Personas and user-centered design

Personas also resolve three User-Centered design issues that arise during product
development:

. The elastic user

. Self-referential design

. Design edge cases

The elastic user

Although satisfying the user is goal, the term user causes trouble when applied to
specific design problems and contexts. Its imprecision makes it unusable as a design
tool—every person on a product team has his own conceptions of the user and what
the user needs. When it comes time to make a product decisions, this “user” becomes
elastic, bending and stretching to fit the opinions and presuppositions of whoever has
the floor.
If programmers find it convenient to simply drop a user into a confuting file system of
nested hierarchical folders to find the information she needs, they define the elastic
user as an accommodating, computer-literate power user. Other times, when they find
it more convenient to step the user through a difficult process with a wizard, they
define the elastic user as an unsophisticated first-time user. Designing for the elastic
user gives the developer license to code as he pleases while still apparently serving
“the user”. However, our goal is to design software that properly meets real user
needs. Real users—and the personas representing them—are not elastic, but rather
have specific requirements based on their goals, capabilities, and contexts.

Self-referential design

Self-referential design occurs when designers or developers project their own goals,
motivations, skills, and mental models onto a product’s design.
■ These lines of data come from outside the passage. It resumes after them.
PR #1206, opened 2023-06-01
Document WIC-specific identifiers

zmbc:
Split out from #1164, which originally was very broad.

Also revises WIC to require living in the same household. This is necessary in order to implement WIC family ID in a reasonable way.

There are analogous changes to be made for the decennial and survey observers. Maybe the solution there is very similar, but I didn't spend any time looking into it. @ckkinuthia can we make sure to track this task?


aflaxman (approved):

NathanielBlairStahn (approved):

docs/source/models/concept_models/vivarium_census_synthdata/concept_model.rst
```diff
@@ -2414,6 +2416,33 @@ Here is an example:
...
+then assign them consecutive integers.
+Zero-pad these integers to 9 digits before noising.
+
+.. note::
+  The `actual process for generating WIC family IDs <https://web.archive.org/web/20230601182852/https://www.wichands.com/Content/Docs/Help/ClinicUserManual/Module1/index.html?page=family-id-number.html>`_  involves using the year in combination with
+  a consecutive integer.
+  Our approach is simpler, while still capturing that these
+  numbers are likely to be similar and easy to mistake for one another.
+  In fact, we will tend to overstate how much this is the case by not changing
+  the prefix every year.
```
rmudambi, line 2432: Is there a reason we're not including the year? It seems straightforward to do so.

docs/source/models/concept_models/vivarium_census_synthdata/concept_model.rst
```diff
@@ -2414,6 +2416,33 @@ Here is an example:
...
+To generate the WIC client ID for simulants observed in WIC,
+sort them by when they were first observed in WIC (it does not matter how ties are broken),
+then assign them consecutive integers.
+Zero-pad these integers to 11 digits before noising.
+
+.. note::
+  The `actual process for generating WIC client IDs <https://web.archive.org/web/20230601183736/https://www.wichands.com/Content/Docs/Help/ClinicUserManual/Module1/index.html?page=client-id-number.html>`_ involves using the clinic number, local agency number, and year in combination with
+  a consecutive integer.
+  Our approach is simpler, while still capturing that these
+  numbers are likely to be similar and easy to mistake for one another.
```
rmudambi, line 2443: Doesn't this make it easier to link a client with the same client in a different year (maybe this isn't a use case that we care about), since in our simulation they will always have the same number, but in reality they might have a different clinic/local agency in different years?

docs/source/models/concept_models/vivarium_census_synthdata/concept_model.rst
```diff
@@ -2533,8 +2562,15 @@ See the final limitation below for more about this approximation.
...
 #. The creation of race/ethnicity specific coverage by participate category is imperfect. We do not have granular data which includes this breakdown, so it is based on the overall coverage by race/ethnicity which is an assumption. Also, for infants this would lead to over 100% selection, so it is not changed (remains at 98.4% for most race/ethnicity groups)
-#. We use a household ID. There will be cases in which a tracked mother/guardian does not live in the same household as their infant, this might be confusing in the resulting data.
 #. Real WIC data includes dates of starting and ending eligibility. We assume that data is then rolled up over some time period, say a year, to include everyone eligible for that year. For our data, we approximate this by having everyone eligible at the first time point in the new year included in the dataset. This will exclude simulants who were eligible for some part of the prior year, but are not at the time of observation. Therefore, data sampled in Jan 2029 is the approximation of data from all of 2028.
+#. We use household as the proxy for WIC family ID, which causes two issues:
```
rmudambi, line 2566: Could we avoid this by tying the household id to the mother rather than the household?

rmudambi (approved):

docs/source/models/concept_models/vivarium_census_synthdata/concept_model.rst
zmbc: Client IDs stay constant over the years, so this is realistic. The year in the ID is the _first_ year that client was ever in WIC.

docs/source/models/concept_models/vivarium_census_synthdata/concept_model.rst
zmbc: Eh, I think it's not worth it. It's a bit more work, will be weird because we won't have anyone with an (implied) year before our simulation start, and doesn't add much.

PR #1207, opened 2023-06-01
Create updated concept model template

pletale:
This PR adds the following:
- table of default simulation specifications (e.g., # of draws, pop size per draw; included note about age-start initialization vs. age-start observation) 
- updated table for V&V tracking 
- updated table for requested outputs and stratification
- outstanding V&V issues table


aflaxman (approved):

docs/source/models/templates/concept_model_template.rst
```diff
@@ -47,19 +47,14 @@
 
 
 
-.. _concept_model_template:
-
-.. todo::
-
-  Replace the above ".. _concept_model_template:" with ".. _{YOUR_MODEL_NAME}:""
```
NathanielBlairStahn, line 54: I think these lines should remain in place for the template because the `.. _concept_model_template:` target allows other documentation pages to link to the template page specifically. When individual concept model pages are created, they should each get their own label of the form `.. _{YOUR_MODEL_TITLE}:`.

SylLutze (approved):
Looks great!

docs/source/models/templates/concept_model_template.rst
```diff
@@ -72,188 +75,226 @@ Concept model template
...
+  * - Parameter
+    - Definition
+    - Value
+    - Note
+  * - Location(s)
+    - Target/simulated region & GBD ID 
+    - e.g. Ethiopia (ID: 179)
+    -
+  * - Number of draws
+    - Desired number of draws that a given simulation is to be run for. (Generally, this should be a number between 0 and 999.)
```
alibow, line 130:
```suggestion
    - Desired number of draws that a given simulation is to be run for. (Generally, this should be a number between 1 and 999.)
```
I think we need at least one :)

docs/source/models/templates/concept_model_template.rst
```diff
@@ -72,188 +75,226 @@ Concept model template
...
+    - e.g. 50 draws 
+    - Read more about draws in Vivarium :ref:`here <vivarium_best_practices_monte_carlo_uncertainty>`.
+  * - Population size per draw
+    - Desired simulated population size per draw for a given simulation. 
+    - e.g. 100,000 simulants
+    - Read more about how to determine a reasonable population size for your simulation 
+      :ref:`here <vivarium_best_practices_monte_carlo_uncertainty>`.
```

Most “cool” product
designs fall into this category: the audience doesn’t extend beyond people like the
designer, which is fine for a narrow range of products and completely inappropriate
for most others. Similarly, programmers apply self-referential design when they create
implementation-model products. They understand perfectly how it works and are
comfortable with such products. Few non-programmers would concur.

Design edge cases

Another syndrome that personas help prevent is designing for edge cases—those
situations that might possibly happen, but usually won’t for the target personas.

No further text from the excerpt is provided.